(Collected data)
§
PR #1587, opened 2017-12-12
chore: remove "SX" function from test/test.js

aslushnikov:
The new testrunner supports async tests.


aslushnikov:
Closed in favor of #1531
§
[TASK OBJECTIVE]
Reproduce, exactly, all the lines shown above.

[SOLVED PROBLEM]
PR #1587, opened 2017-12-12
chore: remove "SX" function from test/test.js

aslushnikov:
The new testrunner supports async tests.


aslushnikov:
Closed in favor of #1531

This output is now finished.